Name: Dr Rishma Vidyasagar
Research institution: School of Cancer and Enabling Sciences, Medical School, University of Manchester
Research career length: 10 years
Research Council: Medical Research Council (MRC)
Location: Manchester, England
Brief summary of research: Neuroimaging
Camberwell High School, Victoria, Australia
Bachelor of Applied Science from Swinburne University, Melbourne, Australia in Medical Biophysics and Instrumentation
PhD in nanoscience in biochemical processes
Research Associate, University of Manchester
Research medical physicist, Alder Hey Children’s Hospital, Liverpool
Honorary Lecturer, University of Liverpool
Research Associate, University of Liverpool
Postdoctoral Researcher, University of Birmingham
Postdoctoral Researcher, Manchester University
PhD: University of Liverpool
Research Assistant, Mental Health Research Institute of Victoria, Melbourne, Australia
“It would be invaluable if my research could help with early diagnosis of diseases to make way for more efficient treatment.”
I use magnetic resonance imaging (MRI) technology to try and understand how the human brain works. I am interested in many aspects of brain function, including how new connections are made and weakened in healthy brains, and what happens in brains with degenerative conditions like Alzheimer’s disease. It is my long-term goal that my findings will directly help treatment of brain disease, by helping to repair damage, or in identifying when damage has occurred and where.
I spend a good deal of my research time, recruiting participants, running experiments, analysing data, and presenting findings at meetings and conferences, both in the UK and overseas. Another major part of my work involves writing my research into scientific papers and developing ideas for future research studies in grant applications to secure further funding. Additional time is spent obtaining ethics approval for our experiments for this work, to ensure that participants do not experience any distress or discomfort, and are fully aware of why we are obtaining data from them.
Along with my experimental work, I sometimes supervise Master’s and Undergraduate students with their projects, and help in undergraduate lectures. I have taken part in public engagement activities that happen at the Museum of Science and Industry (MOSI) and as part of the Manchester Science Festival. I am also a STEM Ambassador, which means I work with schools to help encourage an interest in science amongst pupils.
I believe that you should choose to research something that is genuinely exciting and interesting to you. In my case, I am particularly enthused about medical research because of its potential for contributing to the understanding of a disease that will ultimately help improve the quality of life for someone. I changed my initial research focus from nanoscience to neuroscience because I was always fascinated by how the brain works. This interest was sparked by a special neuroscience edition of Scientific American, published in the 1970s, when lots of exciting discoveries were being made on the brain.

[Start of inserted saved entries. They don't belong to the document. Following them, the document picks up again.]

PR #2582, opened 2021-07-07
fix(PopoverHeader):  update width for use with Popover

laraharrow:
- [x] 👾 Browsers tested
  - [x] Chrome
  - [x] Firefox
  - [x] Safari
  - [ ] IE11

### DIFF
--- a/packages/components/src/Popover/Layout/PopoverHeader/PopoverHeader.tsx
+++ b/packages/components/src/Popover/Layout/PopoverHeader/PopoverHeader.tsx
@@ -87,4 +87,6 @@ const PopoverHeaderLayout: FC<PopoverHeaderProps> = ({
   )
 }
 
-export const PopoverHeader = styled(PopoverHeaderLayout)<ModalHeaderProps>``
+export const PopoverHeader = styled(PopoverHeaderLayout)<ModalHeaderProps>`
+  width: 100%;
+`
--- a/packages/components/src/Popover/stories/Popover.story.tsx
+++ b/packages/components/src/Popover/stories/Popover.story.tsx
@@ -70,6 +70,23 @@ Basic.parameters = {
   storyshots: { disable: true },
 }
 
+export const PopoverPopoverLayoutWithCloseButton = () => (
+  <Popover
+    content={
+      <PopoverLayout header="Header text" footer={false}>
+        <ConstitutionShort fontSize="small" />
+      </PopoverLayout>
+    }
+  >
+    <Button>Open Popover</Button>
+  </Popover>
+)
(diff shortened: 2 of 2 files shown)


mdodgelooker (approved):
LGTM!

packages/components/src/Popover/Layout/PopoverHeader/PopoverHeader.tsx
```diff
@@ -87,4 +87,6 @@ const PopoverHeaderLayout: FC<PopoverHeaderProps> = ({
   )
 }
 
-export const PopoverHeader = styled(PopoverHeaderLayout)<ModalHeaderProps>``
+export const PopoverHeader = styled(PopoverHeaderLayout)<ModalHeaderProps>`
+  width: 100%;
```
lukelooker, line 91: I wonder if it would make sense to put this on `ModalHeader` so that `DialogHeader` gets it as well?

jhardy: I think it would make sense to add on `ModalHeader` as well, do we need to make sure `Footer` is also 100%?

laraharrow: I checked and this behavior does not appear to be a problem for `Dialog`

Screen Shot 2021-07-08 at 7 55 12 AM

lukelooker: I think it'd still be good to move this behavior up to `ModalHeader` to make it consistent - it does seem really odd that only this component would need this fix if `Footer` does not also need it. 

I would like to better understand why this one is an outlier.

mdodgelooker:
A little bit of context...

`PopoverHeader` and `PopoverFooter` are direct children of this `Flex` which has `alignItems="flex-start"`: https://github.com/looker-open-source/components/blob/main/packages/components/src/Popover/usePopover.tsx#L246

`PopoverFooter`/`ModalFooter` already has `width: 100%` because it renders a `Space`, which has a default width of 100%: https://github.com/looker-open-source/components/blob/main/packages/components/src/Layout/Space/Space.tsx#L172

`PopoverHeader`/`ModalHeader` does not render a `Space`: https://github.com/looker-open-source/components/blob/main/packages/components/src/Modal/ModalHeader/ModalHeader.tsx#L60

lukelooker:
Thank you @mdodgelooker, that makes sense. I put a PR that _attempts_ to reconcile the behavior a bit so hopefully I'll be less clueless next time we look at this code :)

https://github.com/looker-open-source/components/pull/2586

I also derive my inspiration from a range of other sources, including the people I meet through my work – it’s always good if I can put a face and personality to a brain! Equally, I have drawn on the success of passionate women scientists, especially when things get tough.
My most memorable experience so far was looking at some exciting data that we acquired, showing how we’d managed to change the way the brain responded after three hours of manipulating its sensory function in healthy humans to be able to measure such a sensitive change non-invasively was very exciting.
It’s great to hear about others work and to meet colleagues at conferences - especially when they are held in exotic places like Hawaii.
My current goal is to become established as an independent researcher and to build a lab that focuses on pushing the capabilities of MRI in conjunction with other methods of investigating and understanding brain disease. It would be great to help develop techniques that are able to detect ‘biomarkers’ (chemicals that are produced in response to disease) of brain diseases such as dementia, and to help with recovery of function affected by neuronal damage in conditions such as a stroke.